> _WORKING DATA_:
================

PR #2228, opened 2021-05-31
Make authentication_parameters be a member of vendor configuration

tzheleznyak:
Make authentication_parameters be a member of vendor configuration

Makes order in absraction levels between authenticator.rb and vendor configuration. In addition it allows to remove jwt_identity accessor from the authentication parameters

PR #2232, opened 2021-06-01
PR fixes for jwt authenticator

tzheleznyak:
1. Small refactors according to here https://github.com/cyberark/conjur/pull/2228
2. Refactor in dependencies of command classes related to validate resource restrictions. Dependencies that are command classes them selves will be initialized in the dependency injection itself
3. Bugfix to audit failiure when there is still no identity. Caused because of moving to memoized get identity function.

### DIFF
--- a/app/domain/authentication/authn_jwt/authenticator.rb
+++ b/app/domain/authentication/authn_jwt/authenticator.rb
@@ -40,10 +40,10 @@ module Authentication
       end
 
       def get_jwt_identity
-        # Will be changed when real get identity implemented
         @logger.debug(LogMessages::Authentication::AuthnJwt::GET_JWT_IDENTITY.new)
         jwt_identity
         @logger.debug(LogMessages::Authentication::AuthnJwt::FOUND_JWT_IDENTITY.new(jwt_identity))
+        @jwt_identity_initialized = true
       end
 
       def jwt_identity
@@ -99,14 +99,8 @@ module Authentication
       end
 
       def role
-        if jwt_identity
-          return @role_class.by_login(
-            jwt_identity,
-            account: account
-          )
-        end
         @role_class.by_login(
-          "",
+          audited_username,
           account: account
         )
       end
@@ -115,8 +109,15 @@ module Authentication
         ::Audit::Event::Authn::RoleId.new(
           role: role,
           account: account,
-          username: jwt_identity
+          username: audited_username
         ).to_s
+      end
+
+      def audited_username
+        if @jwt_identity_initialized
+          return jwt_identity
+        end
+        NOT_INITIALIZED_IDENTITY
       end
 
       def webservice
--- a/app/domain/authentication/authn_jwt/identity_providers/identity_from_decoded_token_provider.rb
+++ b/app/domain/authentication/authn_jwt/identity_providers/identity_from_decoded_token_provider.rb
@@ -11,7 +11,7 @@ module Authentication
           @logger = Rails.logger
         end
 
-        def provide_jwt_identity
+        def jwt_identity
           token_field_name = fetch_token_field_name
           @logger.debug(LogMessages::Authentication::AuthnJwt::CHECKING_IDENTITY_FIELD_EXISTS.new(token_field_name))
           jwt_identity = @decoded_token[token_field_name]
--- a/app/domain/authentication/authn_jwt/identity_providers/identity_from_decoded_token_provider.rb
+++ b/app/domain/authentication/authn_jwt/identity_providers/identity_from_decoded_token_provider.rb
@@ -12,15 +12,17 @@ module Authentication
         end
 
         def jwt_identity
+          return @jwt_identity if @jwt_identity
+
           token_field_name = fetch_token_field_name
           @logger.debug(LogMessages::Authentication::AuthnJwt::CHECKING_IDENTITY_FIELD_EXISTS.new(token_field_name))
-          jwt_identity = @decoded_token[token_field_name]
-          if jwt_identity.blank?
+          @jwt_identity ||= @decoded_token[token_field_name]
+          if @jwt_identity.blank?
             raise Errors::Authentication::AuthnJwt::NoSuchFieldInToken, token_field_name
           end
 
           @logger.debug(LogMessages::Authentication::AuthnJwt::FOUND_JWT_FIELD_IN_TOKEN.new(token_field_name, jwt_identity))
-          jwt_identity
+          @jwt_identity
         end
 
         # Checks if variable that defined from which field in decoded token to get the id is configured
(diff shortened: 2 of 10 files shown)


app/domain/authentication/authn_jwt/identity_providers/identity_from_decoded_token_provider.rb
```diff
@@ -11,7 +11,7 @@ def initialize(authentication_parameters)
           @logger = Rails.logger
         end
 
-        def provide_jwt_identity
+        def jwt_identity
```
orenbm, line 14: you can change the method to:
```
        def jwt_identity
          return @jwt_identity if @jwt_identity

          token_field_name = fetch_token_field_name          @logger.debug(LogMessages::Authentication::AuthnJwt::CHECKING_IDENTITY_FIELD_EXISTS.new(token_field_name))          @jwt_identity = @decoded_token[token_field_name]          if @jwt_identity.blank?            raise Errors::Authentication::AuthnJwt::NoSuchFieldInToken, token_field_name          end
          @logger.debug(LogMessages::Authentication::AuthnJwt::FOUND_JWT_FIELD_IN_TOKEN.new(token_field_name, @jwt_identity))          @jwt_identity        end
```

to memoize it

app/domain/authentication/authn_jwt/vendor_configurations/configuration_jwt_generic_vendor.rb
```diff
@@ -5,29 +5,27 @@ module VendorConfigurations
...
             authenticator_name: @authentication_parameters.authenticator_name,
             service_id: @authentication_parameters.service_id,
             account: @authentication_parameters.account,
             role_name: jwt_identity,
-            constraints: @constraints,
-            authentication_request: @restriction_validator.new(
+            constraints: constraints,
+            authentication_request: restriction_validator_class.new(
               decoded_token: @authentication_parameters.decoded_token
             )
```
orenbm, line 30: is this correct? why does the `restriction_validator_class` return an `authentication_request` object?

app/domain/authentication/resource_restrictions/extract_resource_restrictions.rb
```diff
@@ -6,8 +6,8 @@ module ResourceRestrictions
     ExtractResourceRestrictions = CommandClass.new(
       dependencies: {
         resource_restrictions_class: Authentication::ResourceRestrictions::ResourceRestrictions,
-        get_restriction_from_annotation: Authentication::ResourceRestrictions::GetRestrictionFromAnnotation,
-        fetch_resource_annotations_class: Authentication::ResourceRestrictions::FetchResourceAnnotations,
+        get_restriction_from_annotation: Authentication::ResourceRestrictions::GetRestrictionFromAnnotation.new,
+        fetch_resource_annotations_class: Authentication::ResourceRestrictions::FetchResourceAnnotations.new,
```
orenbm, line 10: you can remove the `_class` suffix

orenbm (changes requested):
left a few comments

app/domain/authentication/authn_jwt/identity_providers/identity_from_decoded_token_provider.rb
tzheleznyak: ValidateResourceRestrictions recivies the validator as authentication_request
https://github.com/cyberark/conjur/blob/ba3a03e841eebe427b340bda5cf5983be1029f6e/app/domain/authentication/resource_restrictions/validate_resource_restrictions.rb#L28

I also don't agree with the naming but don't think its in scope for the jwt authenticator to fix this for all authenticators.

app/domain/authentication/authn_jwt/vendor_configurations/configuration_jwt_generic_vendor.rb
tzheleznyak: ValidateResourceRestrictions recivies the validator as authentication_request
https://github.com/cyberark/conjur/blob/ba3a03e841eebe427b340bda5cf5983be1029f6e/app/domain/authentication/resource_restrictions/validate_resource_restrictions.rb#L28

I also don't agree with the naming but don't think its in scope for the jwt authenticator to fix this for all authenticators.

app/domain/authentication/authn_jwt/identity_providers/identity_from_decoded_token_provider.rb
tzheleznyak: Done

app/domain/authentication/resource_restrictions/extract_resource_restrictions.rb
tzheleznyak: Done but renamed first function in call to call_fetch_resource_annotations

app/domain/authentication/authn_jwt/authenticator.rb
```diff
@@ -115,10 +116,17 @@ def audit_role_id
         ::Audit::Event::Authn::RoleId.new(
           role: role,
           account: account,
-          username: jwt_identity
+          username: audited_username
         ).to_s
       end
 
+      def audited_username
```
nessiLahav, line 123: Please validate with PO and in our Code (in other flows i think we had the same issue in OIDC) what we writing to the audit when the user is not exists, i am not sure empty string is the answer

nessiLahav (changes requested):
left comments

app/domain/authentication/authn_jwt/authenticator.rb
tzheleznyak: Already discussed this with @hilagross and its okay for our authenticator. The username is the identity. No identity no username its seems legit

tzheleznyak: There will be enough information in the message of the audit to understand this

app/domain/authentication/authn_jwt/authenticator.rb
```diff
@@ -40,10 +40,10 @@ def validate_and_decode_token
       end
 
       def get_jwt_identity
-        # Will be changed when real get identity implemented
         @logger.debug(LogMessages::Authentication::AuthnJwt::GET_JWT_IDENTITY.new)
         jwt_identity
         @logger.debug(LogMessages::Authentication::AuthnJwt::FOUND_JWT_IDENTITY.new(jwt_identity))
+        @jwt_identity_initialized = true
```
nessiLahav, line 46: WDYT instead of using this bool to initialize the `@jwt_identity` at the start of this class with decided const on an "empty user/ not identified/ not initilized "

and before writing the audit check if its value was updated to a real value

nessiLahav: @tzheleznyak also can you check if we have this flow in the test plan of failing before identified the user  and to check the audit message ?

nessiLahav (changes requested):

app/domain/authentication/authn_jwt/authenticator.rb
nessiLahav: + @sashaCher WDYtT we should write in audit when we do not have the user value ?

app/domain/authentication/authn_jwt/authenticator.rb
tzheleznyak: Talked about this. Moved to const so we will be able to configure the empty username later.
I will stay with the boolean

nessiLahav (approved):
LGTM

================

> _WORK INSTRUCTION_:
Look through the entries above and find each line where the word "function" occurs; copy those lines.

> _EXERCISE RESULT_:
3. Bugfix to audit failiure when there is still no identity. Caused because of moving to memoized get identity function.
tzheleznyak: Done but renamed first function in call to call_fetch_resource_annotations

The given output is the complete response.